Best part, she got to hang out in the street for an hour with cops and emergency personnel, got to ride in the back of the cop car to do the "identification of the suspect" up the road where he had been detained, and every neighbor who came out to see what was going on got to hear the whole story retold by Gladys--including the stuff she "figured out" but had absolutely no way of actually knowing, seeing as we were all inside our homes at the time of the impact.
Best BEST part, she gets to continue this story all day today, to anyone who will listen. And now that the owners of the parked cars across the street are coming by, she's on major neighborhood watch, so she can be the one to run out and greet them and tell them all about her encounter with the guy who wrecked their rides.

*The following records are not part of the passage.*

PR #7441, opened 2026-05-28
chore(server): Transaction inlining comments

dranikpg:
Add comments to transaction inlining flow

### DIFF
--- a/src/server/transaction.h
+++ b/src/server/transaction.h
@@ -546,7 +546,13 @@ class Transaction {
   // Should be called immediately after the last hop.
   void LogAutoJournalOnShard(EngineShard* shard, RunnableResult shard_result);
 
-  // Whether the callback can be run directly on this thread without dispatching on the shard queue
+  // Whether the callback can be run directly on this fiber without dispatching on the shard queue.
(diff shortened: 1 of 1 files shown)


src/server/transaction.h
```diff
@@ -546,7 +546,13 @@ class Transaction {
   // Should be called immediately after the last hop.
   void LogAutoJournalOnShard(EngineShard* shard, RunnableResult shard_result);
 
-  // Whether the callback can be run directly on this thread without dispatching on the shard queue
+  // Whether the callback can be run directly on this fiber without dispatching on the shard queue.
+  // It checks internally that there are no possible suspension points.
+  //
+  // We do not support suspendable shard callbacks. Because all locks are acquried as intent locks,
```
romange:
```suggestion
  // We do not support suspendable shard callbacks. Because all locks are acquired as intent locks,
```

romange (approved):

romange:
Omitting inline transactions based on the intent locks from inline path won't help as well, as inline tx could suspend before a contending transaction from shard queue starts.

romange:
@dranikpg  I have an idea on how to solve this systematically.

PR #7446, opened 2026-05-29
tests: Fix test_denyoom_commands by removing RSS factor

### LINKED ISSUE #7279: `test_denyoom_commands[df_factory0]` parameters rejected (weak test)
```
E       AssertionError: Weak testcase: too little used memory
E       assert 262492296 > 268435456
```

https://github.com/dragonflydb/dragonfly/actions/runs/25368737302/job/74386346444#step:7:1246

abhijat:
Currently this test does the following:

* set up max memory
* use debug populate to trigger fill
* assert used mem > max mem
* proceed with firing off cmds to see them get denied

This second step is broken. debug populate issues commands to fill the data set, and RSS climbs such that rss / used > 1.25 at which point the RSS leg of the deny clause kicks in. In short

`used < 256m < 256m * 1.25 < rss`

which causes deny to kick in.

Then the debug populate partially blocked, and the test thinks it did not produce enough data (used < max). Since this test does not intend to test rss limits, it should keep that limit off and only test the used mem leg of the deny condition.

FIXES https://github.com/dragonflydb/dragonfly/issues/7279

### DIFF
--- a/tests/dragonfly/generic_test.py
+++ b/tests/dragonfly/generic_test.py
@@ -232,7 +232,9 @@ async def test_reply_guard_oom(df_factory, df_seeder_factory):
 
 @pytest.mark.asyncio
 async def test_denyoom_commands(df_factory):
-    df_server = df_factory.create(proactor_threads=1, maxmemory="256mb", oom_deny_commands="get")
+    df_server = df_factory.create(
+        proactor_threads=1, maxmemory="256mb", oom_deny_commands="get", rss_oom_deny_ratio=-1
+    )
     df_server.start()
     client = df_server.client()
     await client.execute_command("DEBUG POPULATE 7000 size 44000")


abhijat:
It is suspicious that this test started failing more recently. It raises the question whether we are using more RSS than we used to for the same data set.

romange:
@abhijat  yes, it's very suspicious. Can you please find the commit causing the degradation?

abhijat:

(Of course, I understand the irony that *I* am Gladys watching Gladys from my window and blogging about things she's only saying out loud and on a dozen phone calls and probably a few emails.)
Point is, it was a very exciting little bit of time in the overnight, and Keith and Quinn have enjoyed surveying the damage up close this morning and talking about drinking and driving, leaving the scene of an accident, physics of accident reconstruction, how to be a good witness, and all that cool father/son stuff.

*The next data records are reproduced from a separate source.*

PR #7449, opened 2026-05-29
chore(core): Re-enable container iterations yielding

mkaruza:
Re-enable `container_iteration_yield_interval_usec` and set back to 500us.

Verify that a container iteration command returns a consistent result even
when it yields and concurrent writes are issued at the same time.

The test runs LRANGE on a large list while other fibers continuously perform
RPUSH operations and verifies that each LRANGE result matches the list state
observed when the command started.

### DIFF
--- a/src/server/container_utils.cc
+++ b/src/server/container_utils.cc
@@ -24,7 +24,7 @@ extern "C" {
 #include "redis/util.h"
 }
 
-ABSL_FLAG(uint32_t, container_iteration_yield_interval_usec, 0,
+ABSL_FLAG(uint32_t, container_iteration_yield_interval_usec, 500,
           "Yield the fiber every N microseconds during container iteration. "
           "0 disables yielding.");
 
--- a/src/server/generic_family_test.cc
+++ b/src/server/generic_family_test.cc
@@ -2053,8 +2053,6 @@ TEST_F(GenericFamilyTest, RmDeletesMatchingKeys) {
 // behavior is expected for other containers (SET, HASH, LIST) with non
 // listpack encodings.
 TEST_F(GenericFamilyTest, ContainerIterationYields) {
-  GTEST_SKIP() << "Until --container_iteration_yield_interval_usec is re-enabled";
-
   // Build a large sorted set that will be encoded as SKIPLIST.
   constexpr int N = 500'000;
   for (int start = 0; start < N; start += 1'000) {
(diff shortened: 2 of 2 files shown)


src/server/container_utils.cc
```diff
@@ -148,8 +149,9 @@ OpResult<ShardFFResult> FindFirstNonEmpty(Transaction* trans, int req_obj_type)
 void YieldLongIteration(bool allow_yield) {
   static const uint32_t interval_usec =
       absl::GetFlag(FLAGS_container_iteration_yield_interval_usec);
-  if (allow_yield && interval_usec > 0 &&
-      base::CycleClock::ToUsec(util::ThisFiber::GetRunningTimeCycles()) > interval_usec) {
+  uint64_t running_usec = base::CycleClock::ToUsec(util::ThisFiber::GetRunningTimeCycles());
+  if (allow_yield && !ServerState::tlocal()->IsInlinedTxRunning() && interval_usec > 0 &&
```
kostasrim: This is a point in time check that can be violated at any point. Can this be a problem ?

kostasrim:
@mkaruza 

>> If a command runs as an inlined transaction, the shard callback executes directly
on the coordinator fiber instead of being enqueued in the txq.
A mid-iteration yield from the reader would allow the shard-dispatch fiber to run
PollExecution(), potentially executing a conflicting write on the same key while the

What I do not understand here (and don't remember) is why the head (or OOO) is allowed to execute ? inline transactions still acquire intent locks right (it should be because I patched that 2 years ago) ? That probably means we don't have a mechanism in place to reject running the tx (head or OOO) for those cases ?

Also 

"[Suppress yield from container iteration if inlined txn](https://github.com/dragonflydb/dragonfly/pull/7449#top)#7449"

A lot of transactions are inline and this is not a pessimistic optimization that happens rarely. In practice, this means that inline transactions are orthogonal to what you implemented. So maybe, a better solution than suppressing yields is actually figuring out if it's possible to not run those tx's during PollExecution since they are already running inline

kostasrim:
> @mkaruza
> 
> > > If a command runs as an inlined transaction, the shard callback executes directly
> > > on the coordinator fiber instead of being enqueued in the txq.
> > > A mid-iteration yield from the reader would allow the shard-dispatch fiber to run
> > > PollExecution(), potentially executing a conflicting write on the same key while the
> 
> What I do not understand here (and don't remember) is why the head (or OOO) is allowed to execute ? inline transactions still acquire intent locks right (it should be because I patched that 2 years ago) ? That probably means we don't have a mechanism in place to reject running the tx (head or OOO) for those cases ?
> 
> Also
> 
> "[Suppress yield from container iteration if inlined txn](https://github.com/dragonflydb/dragonfly/pull/7449#top)#7449"
> 
> A lot of transactions are inline and this is not a pessimistic optimization that happens rarely. In practice, this means that inline transactions are orthogonal to what you implemented. So maybe, a better solution than suppressing yields is actually figuring out if it's possible to not run those tx's during PollExecution since they are already running inline

I just noticed Roman wrote https://github.com/dragonflydb/dragonfly/issues/7450 which some of its context apply here. In particular what I wrote about `intent locks` + `OOO` and that it could be a better mechanism to forbit those tx in tx queue to execute 

And I would still like to understand why we run the tx while the inline preempts

mkaruza:
Running same bechmark as in PR #7391

**yield=500µs results are averaged over 2 runs.**

**1. ZSET: 100k members**

| Operation | Pipeline | QPS (yield=0) | QPS (yield=500µs) | ΔQPS | p99 ms (yield=0) | p99 ms (yield=500µs) | Δp99 |
|-----------|----------|---------------|-------------------|------|------------------|----------------------|------|
| ZRANGE | 1 | 186,985 | 180,096 | −4% | 9.57 | 11.82 | +24% |
| ZRANGE | 100 | 1,010,139 | 983,426 | −3% | 51.19 | 29.88 | **−42%** |
| ZRANGESTORE | 1 | 13,177 | 15,361 | +17% | 112.71 | 74.09 | **−34%** |
| ZRANGESTORE | 100 | 886,120 | 917,478 | +4% | 58.98 | 35.25 | **−40%** |
| ZDIFFSTORE | 1 | 19,532 | 25,778 | **+32%** | 104.34 | 70.08 | **−33%** |
| ZDIFFSTORE | 100 | 887,402 | 910,834 | +3% | 61.75 | 35.75 | **−42%** |

**2. ZSET: 1M members**

| Operation | Pipeline | QPS (yield=0) | QPS (yield=500µs) | ΔQPS | p99 ms (yield=0) | p99 ms (yield=500µs) | Δp99 |
|-----------|----------|---------------|-------------------|------|------------------|----------------------|------|
| ZRANGE | 1 | 184,337 | 176,539 | −4% | 3.03 | 3.79 | +25% |
| ZRANGE | 100 | 900,992 | 909,790 | +1% | 55.17 | 34.91 | **−37%** |
| ZRANGESTORE | 1 | 19,230 | 6,824 | −65% | 382.76 | 748.50 | +96% |
| ZRANGESTORE | 100 | 332,140 | 891,070 | **+168%** | 1,572.66 | 39.27 | **−98%** |
| ZDIFFSTORE | 1 | 15,236 | 14,726 | −3% | 549.05 | 604.91 | +10% |
| ZDIFFSTORE | 100 | 672,165 | 890,920 | **+33%** | 65.22 | 35.44 | **−46%** |

**3. Heavy operation iterations — ZSET: 100k members**

| Operation | Pipeline | Iterations (yield=0) | Iterations (yield=500µs) | Δ |
|-----------|----------|---------------------|--------------------------|---|
| ZRANGE | 1 | 931 | 917 | −2% |
| ZRANGE | 100 | 16 | 8 | **−50%** |
| ZRANGESTORE | 1 | 1,005 | 947 | −6% |
| ZRANGESTORE | 100 | 46 | 8 | **−83%** |
| ZDIFFSTORE | 1 | 726 | 679 | −6% |
| ZDIFFSTORE | 100 | 23 | 9 | **−61%** |

**4. Heavy operation iterations — ZSET: 1M members**

| Operation | Pipeline | Iterations (yield=0) | Iterations (yield=500µs) | Δ |
|-----------|----------|---------------------|--------------------------|---|
| ZRANGE | 1 | 74 | 24 | **−68%** |
| ZRANGE | 100 | 10 | 5 | −50% |
| ZRANGESTORE | 1 | 82 | 63 | −23% |
| ZRANGESTORE | 100 | 59 | 4 | **−93%** |
| ZDIFFSTORE | 1 | 61 | 43 | −30% |
| ZDIFFSTORE | 100 | 15 | 1 | **−93%** |


**Regressions with yield=500µs:**

- **ZRANGE pipeline=1** (both sizes): p99 worsens ~+24%. ZRANGE is read-only and the bottleneck is serializing results back to the client, not shard contention — yielding adds per-element overhead without relieving real contention.
- **ZRANGESTORE pipeline=1, 1M members**: the most significant regression — QPS drops −65% and p99 worsens +96%.
- **ZDIFFSTORE pipeline=1, 1M members**: slight regression (+10% p99, −3% QPS) — same underlying cause, less pronounced.

romange:
@mkaruza  Lets see if https://github.com/dragonflydb/dragonfly/pull/7459 solves the issue. I find that fix more powerful than here - if it works.

romange:
@mkaruza  please check if https://github.com/dragonflydb/dragonfly/pull/7459 solves the issue for preemptive callbacks.

mkaruza:
@romange  I have tested (locally, several times in debug/release) and it seems it fixes this problem. Update test to verify that LRANGE (with container yielding) returns consistent results. PR is rebased on top #7459.

romange:
please rebase and reenable the flag

romange (approved):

Bless our Gladys and her loud mouth for being such a good neighbor. Truly. I may roll my eyes about her, but she's actually a good egg. Just a bit cracked.
Posted by bonnie at June 13, 2008 11:26 AM
Comments
She'll be telling that story for years. Four years from now, she'll say to you, "Hey, do you remember that time that guy........."
Suggested punishment for the guy: house arrest at her house. He'll never do it again. ;)
Posted by: CJC at June 14, 2008 8:44 AM
Brilliant! And you're so right. This will be "storytime" forever!
You're hilarious. Love the suggested sentence!!
Posted by: bon at June 14, 2008 12:13 PM
Having drinks with the guys: $200
Getting behind the wheel and Hitting umpteen number of PARKED CARS: Stupid
Leaving the scene: Super Stupid
Providing countless hours of storytelling: amazing
Aren't the cracked eggs of the world PRICELESS neighbors?
Posted by: Libby at June 14, 2008 9:35 PM
*Right*?????? :)
Heeeeeeeeeee!
XO
Posted by: bon at June 14, 2008 10:36 PM
OMG! This is why I read your blog! I snorted coffee on my keyboard.
Posted by: Maria at June 25, 2008 4:39 AM
Aw... you really DO love me, Maria! :)
Now, be careful with that coffee out-snorting. ;)
So glad you enjoy your visits here. :) Hee!